Best dynamic data structure for 2d circle nearest neighbor

Question 1

Thanks to @David Eisenstadt for the idea of a 3d search structure. This is part of the best answer, though his strange metric is not needed.

The key is to look in detail at how nearest neighbor search works. I'll show this for quadrees. Kd-trees with k=3 are similar. Here is pseudocode:

# Let nearest_info be a record containing the current nearest neighbor (or nil 
# if none yet) and the distance from point to that nearest neighbor.
def find_nearest_neighbor(node, target, nearest_info)
  if node is leaf
    update nearest_info using target and the points found in this leaf
  else
    for each subdivision S of node
      if S contains any point P where dist(P,T) < nearest_info.distance,
        find_neareast(S, target, nearest_info)
      end
    end
  end
end

When this is done, nearest_info contains the nearest neighbor and its distance.

The key is if S contains any point P where dist(P,T) < nearest_info.distance. In a 3d space, of (x,y,r) triples that describe circles, we have

def dist(P,T)
  return sqrt( (P.x - T.x)^2 + (P.y - T.y)^2 ) - P.r - T.r 
end

Here P is an arbitrary point in an octant of an octree cuboid. How to consider all points in the cuboid? Note all components of T are effectively fixed for a given search, so it's clearer if we write the target as a constant point (a, b, c):

def dist(P)
  return sqrt( (P.x - a)^2 + (P.y - b)^2 ) - P.r
end

Where we have left out c = T.r completely because it can be subtracted out of the minimum distance after the algorithm is complete. In other words, the radius of the target does not affect the result.

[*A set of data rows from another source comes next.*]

PR #1047, opened 2025-12-11
fix: deleting the streaming quickstarts

kazunori279:
Deleting the streaming quickstarts as:
- They are not linked from the quickstart page anymore
- They will be replaced by the new bidi-demo in the Bidi-streaming section


kazunori279:
> Thanks for the updates!
> 
> Check the docs CI build output / failure, you'll need to:
> 
> * Remove the lines for deleted pages from nav config in `mkdocs.yml`
> * Remove the card / link on https://google.github.io/adk-docs/tutorials/

ah I didn't realize the streaming quickstart is still referenced by those index. Closing the PR.

Issue #1075, opened 2025-12-16
docs: DatabaseSessionService example is misleading for SQLite


AlejandroBlanco2001:
**Describe the bug**

In the following [documentation](https://google.github.io/adk-docs/sessions/session/#sessionservice-implementations) for the `DatabaseSessionService`, a synchronous implementation is shown for the SQLite example. However, the internal implementation of the service (built on top of SQLAlchemy) does not allow using SQLite in a synchronous approach, which causes the code to crash. This can be misleading for users.

**To Reproduce**

1. Go to https://google.github.io/adk-docs/sessions/session/#sessionservice-implementations  
2. Navigate to the `DatabaseSessionService` section  
3. Copy and paste the example code into your IDE  
4. Run the code  

**Expected behavior**

The code should run successfully without major issues and create the SQLite database.

**Screenshots**

Image extracted from the following issue: https://github.com/google/adk-python/issues/3916  

<img width="1920" height="1080" alt="Image" src="https://github.com/user-attachments/assets/e84dc236-cb7a-4f0b-9d58-8d7d6c624d38" />

**Versions**

- OS: Arch Linux  
- ADK version: 1.21.0  
- Python version: CPython 3.11  

**Additional context**

I tested the same scenario as the issue creator on my device and encountered the same problem. After switching to the async driver, it worked without major issues.

PR #1077, opened 2025-12-16
Specify the async driver for SQLite examples for the `DatabaseSessionService`

AlejandroBlanco2001:
During the investigation of issue https://github.com/google/adk-python/issues/3916
, I noticed that DatabaseSessionService relies on a fully asynchronous implementation for all supported dialects. However, for dialects such as PostgreSQL, this works transparently without the need to explicitly specify an async driver in the connection URL, as described in the SQLAlchemy documentation.

In contrast, most ADK examples use SQLite. SQLite does not provide the same seamless behavior as PostgreSQL in this context, and the current examples rely on the synchronous variant. As a result, following the documentation as-is leads to runtime errors, unless the developer inspects the internal implementation or arrives at the solution through trial and error.

To address this, I am adding notes to the relevant examples to explicitly explain the requirement for an async SQLite driver, and updating the examples accordingly to prevent confusion.

Closes https://github.com/google/adk-docs/issues/1075


joefernandez:
Thanks for update and sharing your findings!

PR #1085, opened 2025-12-19
Reorganize Built-In tools, Cloud, and Gemini tools pages

joefernandez:
- split up built-in-tools page content into separate, per-tool pages
- deleted built-in tools page
- relocated and broke up google-cloud-tools.md file into per-tool pages
- created redirects for moved and deleted pages
- added new navigation entries
- fixed broken internal links to moved pages

PR #1092, opened 2025-12-19
Re-enable agents dir in llms.txt generation

koverholt:
Re-adding `agents/*.md` in llms.txt docs config that was blocked in #1085 and #1091 and was resulting in build failures such as https://github.com/google/adk-docs/actions/runs/20378285966/job/58566866306. The upstream policy that was blocking this should be resolved now.

After this is merged, all docs under the `docs/agents/` dir should be included in the autogenerated llms.txt and the corresponding `.md` files should get published successfully.


koverholt:
Confirmed that the docs build & publish action is working as expected now with the updated rule/policy allowlisting for this repo.

PR #1098, opened 2025-12-26
Describe how to configure FileArtifactStorage from CLI

Spikhalskiy:
This PR describes how to configure `FileArtifactStorage` usage from CLI.

Closes google/adk-python#4328


koverholt:
Thanks for the PR! This description actually gets generated from the docstrings in the Python library:

- https://github.com/google/adk-python/blob/main/src/google/adk/cli/cli_deploy.py
- https://github.com/google/adk-python/blob/main/src/google/adk/cli/cli_tools_click.py

We generate API/CLI docs from the Python library and then vendor them into this repo to be served with the rest of the ADK docs. So if we were to change the HTML files downstream in this docs repo, they would get overwritten in the next API/CLI docs update.

Could you open an issue/PR in the upstream `adk-python` repo to fix the docstrings there?

https://github.com/google/adk-python/pulls

PR #175, opened 2024-07-29
Internalize implementation specific members

### LINKED ISSUE #174: Potentially increase protection level of ContextTask API elements
I'm documenting the public API. As I do this, Im using this issue to document situations where I think there is potential for increasing protection level of API elements.

The first I found is `ContextTask.Reset()`

https://github.com/neurogears/onix-refactor/blob/fb191f08a8377a189614541c6f648c2f2669457b/OpenEphys.Onix/OpenEphys.Onix/ContextTask.cs#L77

which only referenced by a function in the same class. It could be that we want external elements to force a reset in the future, e.g. in a GUI, but right now prototype GUIs have not performed hardware interaction.

glopesdev:
To increase degrees of freedom in maintaining future versions of the package we are internalizing several implementation specific members which are not required by the public surface API and are potential targets for future changes and refactor.

Fixes #174

### DIFF
--- a/OpenEphys.Onix/OpenEphys.Onix/HubDeviceFactory.cs
+++ b/OpenEphys.Onix/OpenEphys.Onix/HubDeviceFactory.cs
@@ -25,7 +25,7 @@ namespace OpenEphys.Onix
             }
         }
 
-        protected string GetFullDeviceName(string deviceName)
+        internal string GetFullDeviceName(string deviceName)
         {
             return !string.IsNullOrEmpty(_name) ? $"{_name}/{deviceName}" : string.Empty;
         }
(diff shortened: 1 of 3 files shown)


OpenEphys.Onix/OpenEphys.Onix/HubDeviceFactory.cs
```diff
@@ -25,7 +25,7 @@ public string Name
             }
         }
 
-        protected string GetFullDeviceName(string deviceName)
```
jonnew, line 28: This is the only one that surprised me a bit since this is a decrease in protection as far as I understand

glopesdev: @jonnew Its actually not since `protected` applies to classes outside the assembly, i.e. anyone inheriting from the class would be able to use the method.

glopesdev: And interestingly "protected internal" means the union of access qualifiers rather than the intersection so it wouldn't help either unfortunately.

PR #189, opened 2024-08-02
Minor updates to documentation

jonnew:
- Clarification and typo fixes

### DIFF
--- a/OpenEphys.Onix1/MultiDeviceFactory.cs
+++ b/OpenEphys.Onix1/MultiDeviceFactory.cs
@@ -6,19 +6,26 @@ namespace OpenEphys.Onix1
 {
     /// <summary>
     /// Provides an abstract base class for configuration operators responsible for
-    /// registering all devices in an ONI device aggregate in the context device table.
+    /// registering logical groups of <see cref="oni.Device"/>s.
     /// </summary>
     /// <remarks>
     /// <para>
-    /// ONI devices are often grouped into multi-device aggregates connected to hubs or
-    /// headstages. These aggregates provide access to multiple devices through hub-specific
-    /// addresses and usually require a specific sequence of configuration steps to determine
-    /// operational port voltages and other link-specific settings.
+    /// The ONI standard states that devices are grouped into aggregates called hubs, each of which is
+    /// governed by a single, potentially asynchronous clock and share a common base address. The devices on
+    /// a headstage are an example of a hub. Devices within a hub are accessed through hub-specific addresses
+    /// and usually require a specific sequence of configuration steps prior to acquisition.
     /// </para>
     /// <para>
-    /// These multi-device aggregates are the most common starting point for configuration
-    /// of an ONI system, and the <see cref="MultiDeviceFactory"/> provides a modular abstraction
-    /// for flexible assembly and sequencing of multiple such aggregates.
+    /// This class allows configuration of logical device groups of <see cref="oni.Device"/>s across ONI-defined
+    /// hubs. For instance, the group of devices within a headstage (a single hub) can be combined with a device
+    /// from another hub that is used to control its port voltage and communication status
+    /// (e.g. <see cref="ConfigureHeadstage64"/>). Alternatively, diagnostic devices that are present within
+    /// an ONI hub can be omitted from a device group to aid it useability (e.g. <see cref="ConfigureBreakoutBoard"/>).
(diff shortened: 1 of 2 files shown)


OpenEphys.Onix1/MultiDeviceFactory.cs
```diff
@@ -6,19 +6,26 @@ namespace OpenEphys.Onix1
...
     /// </para>
     /// <para>
-    /// These multi-device aggregates are the most common starting point for configuration
-    /// of an ONI system, and the <see cref="MultiDeviceFactory"/> provides a modular abstraction
-    /// for flexible assembly and sequencing of multiple such aggregates.
+    /// This class allows configuration of logical device groups of <see cref="oni.Device"/>s across ONI-defined
+    /// hubs. For instance, the group of devices within a headstage (a single hub) can be combined with a device
+    /// from another hub that is used to control its port voltage and communication status
+    /// (e.g. <see cref="ConfigureHeadstage64"/>). Alternatively, diagnostic devices that are present within
+    /// an ONI hub can be omitted from a device group to aid it useability (e.g. <see cref="ConfigureBreakoutBoard"/>).
```
bparks13, line 23:
```suggestion
    /// an ONI hub can be omitted from a device group to aid its useability (e.g. <see cref="ConfigureBreakoutBoard"/>).
```

bparks13 (changes requested):
Looks good, I'll go ahead and implement the change listed and then we can merge the PR

bparks13 (approved):

OpenEphys.Onix1/MultiDeviceFactory.cs
```diff
@@ -6,19 +6,26 @@ namespace OpenEphys.Onix1
 {
     /// <summary>
     /// Provides an abstract base class for configuration operators responsible for
-    /// registering all devices in an ONI device aggregate in the context device table.
+    /// registering logical groups of <see cref="oni.Device"/>s.
```
glopesdev, line 9: This somehow seems now less clear, since it makes it seem the operator is registering the group rather than each individual device. Maybe we shouldn't talk about "device table" since that is a hardware specific concept, but mentioning that there is a context "device manager" might be important so people understand why sometimes the drop down shows devices and sometimes not.

OpenEphys.Onix1/MultiDeviceFactory.cs
```diff
@@ -6,19 +6,26 @@ namespace OpenEphys.Onix1
...
+    /// The ONI standard states that devices are grouped into aggregates called hubs, each of which is
+    /// governed by a single, potentially asynchronous clock and share a common base address. The devices on
+    /// a headstage are an example of a hub. Devices within a hub are accessed through hub-specific addresses
+    /// and usually require a specific sequence of configuration steps prior to acquisition.
     /// </para>
     /// <para>
-    /// These multi-device aggregates are the most common starting point for configuration
-    /// of an ONI system, and the <see cref="MultiDeviceFactory"/> provides a modular abstraction
-    /// for flexible assembly and sequencing of multiple such aggregates.
+    /// This class allows configuration of logical device groups of <see cref="oni.Device"/>s across ONI-defined
```
glopesdev, line 19:
```suggestion
    /// This class allows configuration of logical groups of <see cref="oni.Device"/>s across ONI-defined
```

OpenEphys.Onix1/MultiDeviceFactory.cs
```diff
@@ -34,10 +41,10 @@ internal MultiDeviceFactory()
         }
 
         /// <summary>
-        /// Gets or sets a unique hub device name.
+        /// Gets or sets a unique device group name.
```
glopesdev, line 44: Could be useful to clarify here that this name is used as a prefix for individual device names in the group.

OpenEphys.Onix1/MultiDeviceFactory.cs
jonnew: Really, as far as I see, we are both wrong. 
- Device table is hardware-agnostic, its required by the ONI API regardless of hardware
- This class does not configure aggregates of oni.Devices (nullifying impact of last bullet), but OpenEphys.Onix1's concept of device, which is much looser (e.g. any dev using passthrough)

I m going to remove references to oni.Devices because its just not correct. I agree with Device manager comment ill try to add some text.

PR #193, opened 2024-08-04
Merge 88 into 186

jonnew:
- I don't think this should be merged as is. 
- There are issues with how the GUI is interacting with the main library
- There are stability issues with the GUI
- We need to do a code review and think about what we want to take and leave from this PR


bparks13:
Now that `NeuropixelsV2e` dialogs are merged, do we need anything from this draft PR?

PR #196, opened 2024-08-06
Publish packages to github on release

glopesdev:
This updates the release automation scripts to publish packages to github without pre-release suffixes on creating a new release.

### DIFF
--- a/.github/workflows/build.yml
+++ b/.github/workflows/build.yml
@@ -15,7 +15,17 @@ env:
   CiRunPushSuffix: ${{ github.ref_name }}-ci${{ github.run_number }}
   CiRunPullSuffix: pull-${{ github.event.number }}-ci${{ github.run_number }}
 jobs:
+  setup:
+    runs-on: ubuntu-latest
+    outputs:
+      build-suffix: ${{ steps.setup-build.outputs.build-suffix }}
+    steps:
+      - name: Setup Build
+        id: setup-build
+        run: echo "build-suffix=${{ github.event_name == 'push' && env.CiRunPushSuffix || github.event_name == 'pull_request' && env.CiRunPullSuffix || null }}" >> "$GITHUB_OUTPUT"
+
   build:
+    needs: [setup]
     strategy:
       fail-fast: false
       matrix:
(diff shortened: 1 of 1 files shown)


.github/workflows/build.yml
```diff
@@ -60,7 +71,7 @@ jobs:
     permissions:
       packages: write
     needs: [build]
-    if: github.event_name == 'push'
+    if: github.event_name == 'push' || github.event_name == 'release'
```
bparks13, line 74: Based on our discussion, adding some comments here. Some of this was pulled from https://github.com/actions/runner/issues/491 for reference.

The combination of `needs` and `if` appears to be inconsistent with what we want to happen. By specifying `needs: [build]` this job will not occur until after the build job runs, but it does not guarantee that the build job was successful. In the example given [here](https://docs.github.com/en/actions/writing-workflows/workflow-syntax-for-github-actions#example-not-requiring-successful-dependent-jobs) by specifying `if`, whenever the condition supplied is true this step will run whether or not the jobs specified in `needs` were successful.

To check if a job was successful, we can add `needs.build.result == 'success'` to ensure that the build process succeeded.

This might all be a moot point because the nuget push command should fail anyway if there are no packages to push.

glopesdev: @bparks13 thanks for the reference issue and the comments, this is really properly confusing but I think after going through a lot of the issue comments my feeling is that the `if` clause does inject an implicit `success()` check on top of the condition. The example you referenced is actually of a job where you do not want to do that implicit check so they add an explicit `always()` in the body of `if`.

My understanding is that the body of  whole issue is actually complaining that github actions should not do the explicit check and make `needs` be just a sequencer, but it looks like they didn't change it and the issue was closed on Feb last year with no PR merged anywhere.

I am of the camp that `needs` should indeed imply `success()` by default, since that is the most sane default. Good to know that there is a way to make it so you can run regardless of success, but I don't think we actually need to do anything here.

Just to be sure, I also just tested it on my private fork of this repo and injected `if: false` on the build job and both jobs get skipped correctly. Adding `always() &&` the rest of the condition does cause the publish action to run in this condition, but not by default.

bparks13 (approved):

PR #213, opened 2024-08-13
Convert BreakoutAnalogOutput data to offset binary

### LINKED ISSUE #205: Incorrect data type for BreakoutAnalogOutput
The analog outputs on the breakout board requires unsigned 16-bit integer data that is interpreted by the hardware as offset binary:

https://open-ephys.github.io/onix-docs/Hardware%20Guide/Datasheets/fmc-analog-io.html#host-to-device-data-frames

With this it is pretty easy to see that the P we need to obtain minimum dist to the cuboid is Euclidean closest to the target with respect to x and y and with the max represented radius. This is very easy and quick to compute: a 2d point-rectangle distance and a 1d max operation.

In hindsight all this is obvious, but it took a while to see it from the right point of view. Thanks for the ideas.

Question 2

Cover trees are another possibility for a proximity structure. They don't support deletes (?), but you can soft delete and rebuild in the background to keep the garbage from piling up, which may be a useful technique for the other structures.

There's a reduction from the 2D circle problem to the 3D point problem with a funky metric that goes like this. (The proximity structures that you named should be adaptable.) Map a circle centered at (x, y) with radius r to the point (x, y, r). Define the length of a vector (dx, dy, dz) to be sqrt(dx**2 + dy**2) + abs(dz). This induces a metric. To find the circle nearest to a center (x, y) (the radius of the query circle is not relevant), do a proximity search at (x, y, R), where R is greater than or equal to the maximum radius of a circle (it may be possible to modify your proximity structure so that it's not necessary to track R).

From my experience implementing kd-trees and Voronoi diagrams on points, it will be significantly easier to implement kd-trees from scratch. Even if you reuse someone else's robust geometric primitives (and please do, to save your sanity if you go this route), the degenerate edge cases of Voronoi/point location take time to get right.

Question 3

I propose the following heuristic using a KD-Tree or something else that allows for O(log N) nearest neighbor. Instead of using a single point and a radius to represented a circle. Use k equidistant points on a circle itself, plus the center of the circle, otherwise you might have issues with a small circle inside of a large circle. It's the same the same idea as using a regular polygon of k vertices to represent a circle. It is then possible to take one vertex and find it's nearest neighbor (ignoring the vertices on the same circle) to find an approximation as to what is the closest circle based on the closest regular polygon.

The performances are as followed:

Create the KD-Tree: O(kN log kN)

Remove/add Circle to KD-Tree: O(k log kN) -Add or remove all k points of a circle within the KD-Tree

Nearest Circle query (Circle): O(k log kN) -This is done by first removing all k points of the circle (O(k log kN)) as it's not terribly useful to find out that the nearest neighbor of a circle is unsurprisingly, the circle itself. Then for each k points in the circle, find the nearest neighbor (O(k log kN)). Once the nearest neighbors are found, the actual nearest (to within some error) is the the one with the smallest distance (after calculating the true distance based on point and radius) (O(1)).

I'd suggest either using k = log(N) if you prefer it to be fast or k = sqrt(N) if you prefer it to be accurate.

Also, it's possible I haven't considered some special case that causes issues, so watch out for them.

Question 4

If there is a guarantee that circles don't have large radius, at least that maximum radius (R) is significantly smaller than area where circles are positioned, than I think it can be covered with standard space partitioning and nearest neighbour search.

When searching for circle in a set that has minimal distance to given circle, than radius of given circle doesn't matter (distance definition.) Because of that it is same if only center (point) is compared to set of circles.

With that it is enough to store set of circles in space partition structure only by there centers (set of points.) Circle adding and deleting is done in standard way for points. Finding of nearest circle to given point can be done in two step:

find nearest center to given point P. Say circle C with center c and radius r.
center of circle that is closer to P, by your distance, can be only in ring around P with inner radius r and outer radius R-d(P,c). It is enough to search partitions that intersect that ring for candidates.

It is possible to optimize search by combining these two steps. In first step, some of partitions of interest are already visited. By storing which partitions are visited, and circle with minimal distance found in these partitions, search in second step can be reduced.